DIRECTIONS:
In the records below, find each line with "carried" and copy it.

MATERIAL PROVIDED:
Issue #2178, opened 2024-08-09
Carry over search attributes on continue-as-new if none are explicitly specified


Sushisource:
This will match the behavior in other SDKs. Currently it looks like nothing is carried over.

PR #2731, opened 2025-11-19
💥  Carry over search attributes on continue-as-new if none are explicitly set

Quinn-With-Two-Ns:
Carry over search attributes on continue-as-new if none are explicitly set, this is the documented behaviour but previously the Java SDK was not actually carrying over search attributes.

closes https://github.com/temporalio/sdk-java/issues/2178

---

> [!NOTE]
> Carry over existing search attributes across continue-as-new and update test server and tests to support and verify it.
> 
> - **SDK (workflow execution)**:
>   - `SyncWorkflowContext.continueAsNew(...)`: if no `searchAttributes`/`typedSearchAttributes` provided, carry over existing `SearchAttributes` from `replayContext`.
>   - Copy `RetryPolicy` from `replayContext` when `ContinueAsNewOptions` is null.
> - **Test Server**:
>   - `StateMachines`: include `searchAttributes` in `WorkflowExecutionContinuedAsNewEventAttributes` when present.
>   - `TestWorkflowService.continueAsNew(...)`: forward continued run `searchAttributes` into `StartWorkflowExecutionRequest`.
> - **Tests**:
>   - `ContinueAsNewTest`: add typed search attributes to initial options; assert they are carried over on first continue-as-new and can be overridden on subsequent runs.
> - **Docs**:
>   - Minor Javadoc grammar tweak in `ContinueAsNewOptions`.
> 
> <sup>Written by [Cursor Bugbot](https://cursor.com/dashboard?tab=bugbot) for commit a2acbff02b247276cc216e6793712f798fdc6a03. This will update automatically on new commits. Configure [here](https://cursor.com/dashboard?tab=bugbot).</sup>

### DIFF
--- a/temporal-sdk/src/test/java/io/temporal/workflow/ContinueAsNewTest.java
+++ b/temporal-sdk/src/test/java/io/temporal/workflow/ContinueAsNewTest.java
@@ -23,10 +23,7 @@ public class ContinueAsNewTest {
 
   @Rule
   public SDKTestWorkflowRule testWorkflowRule =
-      SDKTestWorkflowRule.newBuilder()
-          .setWorkflowTypes(TestContinueAsNewImpl.class)
-          .setUseExternalService(true)
-          .build();
+      SDKTestWorkflowRule.newBuilder().setWorkflowTypes(TestContinueAsNewImpl.class).build();
 
   @Test
   public void testContinueAsNew() {
--- a/temporal-test-server/src/main/java/io/temporal/internal/testservice/StateMachines.java
+++ b/temporal-test-server/src/main/java/io/temporal/internal/testservice/StateMachines.java
@@ -1420,6 +1420,9 @@ class StateMachines {
     if (d.hasFailure()) {
       a.setFailure(d.getFailure());
     }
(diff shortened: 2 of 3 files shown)


temporal-sdk/src/main/java/io/temporal/internal/sync/SyncWorkflowContext.java
cretz, line 1: _Technically_ this is a change to behavior incompatibly if people have built expectation on the carryover not occurring. Should we add a 💥 in the title and note it in release notes? I assume if they want to go back to today's behavior they can provide an explicit empty attr collection?

(not reviewing the PR itself, just confirming the relaying of compatibility change)

Quinn-With-Two-Ns: So according to the Javadoc the behaviour has always been to copy if none are specify, the SDK just hasn't been. This is a change in behavior so I have no issue calling it out with 💥 .

And yes if a user wants the previous behaviour they can set an empt collection.

PR #2736, opened 2025-11-24
fix(spring-boot): use in-memory test server for non-root namespaces

### LINKED ISSUE #2735: Non-root namespaces should be able to use the in-memory test server
## Expected Behavior
Non-root namespaces should be able to use the in-memory test server when `spring.temporal.test-server.enabled=true` is configured, just like the root namespace does.

## Actual Behavior
Non-root namespaces cannot use the in-memory test server due to a bean name/type mismatch in Spring autoconfiguration. Instead of using `TestWorkflowEnvironment`, the configuration creates a client connecting to the dev server when multiple namespaces are used.

[Example](https://github.com/bbeck10/temporal-samples-java/pull/1/files)
1. Configure Spring Boot application with `spring.temporal.test-server.enabled=true`
2. Set up multiple namespaces (root and non-root namespaces)
3. Attempt to run tests with non-root namespaces
4. Observe that non-root namespaces connect to dev server instead of in-memory test server

## Specifications
- Version: Temporal Java SDK v1.30.0+
- Platform: Spring Boot with Temporal Spring Boot Autoconfigure

**Root Cause:** The issue appears to be in `NonRootBeanPostProcessor` where there's a name/type mismatch:
```java
testWorkflowEnvironment = findBean("temporalTestWorkflowEnvironment", TestWorkflowEnvironmentAdapter.class);
```

However, `TestServerAutoConfiguration` registers:
- `"temporalTestWorkflowEnvironment"` as a `TestWorkflowEnvironment`
- `"temporalTestWorkflowEnvironmentAdapter"` as a `TestWorkflowEnvironmentAdapter`

The code is looking for a `TestWorkflowEnvironmentAdapter` with the wrong bean name.

billrich2001:
Fixes #2735.

What changed:
- Resolve TestWorkflowEnvironmentAdapter by type, fallback to correct bean name
- Add regression test ensuring non-root namespaces use in-memory env even with connection.target set

Why:
- Non-root namespaces were connecting to dev server due to a bean name/type mismatch in NonRootBeanPostProcessor.

Breaking changes:
- None. Internal autoconfiguration fix only.

Tests:
- New test NonRootNamespacesUseTestServerTest mirrors the minimal repro and validates health against the in-memory test server.

### DIFF
--- a/temporal-spring-boot-autoconfigure/src/test/java/io/temporal/spring/boot/autoconfigure/NonRootNamespacesUseTestServerTest.java
+++ b/temporal-spring-boot-autoconfigure/src/test/java/io/temporal/spring/boot/autoconfigure/NonRootNamespacesUseTestServerTest.java
@@ -5,7 +5,6 @@ import static org.junit.jupiter.api.Assertions.assertEquals;
 import io.grpc.health.v1.HealthCheckResponse;
 import io.temporal.serviceclient.WorkflowServiceStubs;
 import io.temporal.testing.TestWorkflowEnvironment;
-import javax.annotation.Resource;
 import org.junit.jupiter.api.BeforeEach;
 import org.junit.jupiter.api.Test;
 import org.junit.jupiter.api.TestInstance;
@@ -35,7 +34,8 @@ public class NonRootNamespacesUseTestServerTest {
   @Qualifier("temporalTestWorkflowEnvironment")
   TestWorkflowEnvironment testWorkflowEnvironment;
 
-  @Resource(name = "pomegranateWorkflowServiceStubs")
+  @Autowired
+  @Qualifier("pomegranateWorkflowServiceStubs")
   WorkflowServiceStubs pomegranateWorkflowServiceStubs;
 
   @BeforeEach


temporal-spring-boot-autoconfigure/src/test/java/io/temporal/spring/boot/autoconfigure/NonRootNamespacesUseTestServerTest.java
```diff
@@ -0,0 +1,63 @@
...
+import org.springframework.context.annotation.ComponentScan;
+import org.springframework.context.annotation.FilterType;
+
+@SpringBootTest(
+    classes = NonRootNamespacesUseTestServerTest.Configuration.class,
+    properties = {
+      "spring.temporal.test-server.enabled=true",
+      "spring.temporal.connection.target=127.0.0.1:7233",
+      "spring.temporal.start-workers=false",
+      "spring.temporal.namespaces[0].namespace=pomegranate",
```
Quinn-With-Two-Ns, line 25: Why "pomegranate"?

billrich2001: Lol, the min reproducible sample used it and I thought it was good ¯\_(ツ)_/¯ happy to change it to something else

Quinn-With-Two-Ns: Yeah other tests used more boring names like `namespace0`. Not something we need to be consistent with.

Quinn-With-Two-Ns (approved):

SOLUTION TO THE PROBLEM:
This will match the behavior in other SDKs. Currently it looks like nothing is carried over.
>   - `ContinueAsNewTest`: add typed search attributes to initial options; assert they are carried over on first continue-as-new and can be overridden on subsequent runs.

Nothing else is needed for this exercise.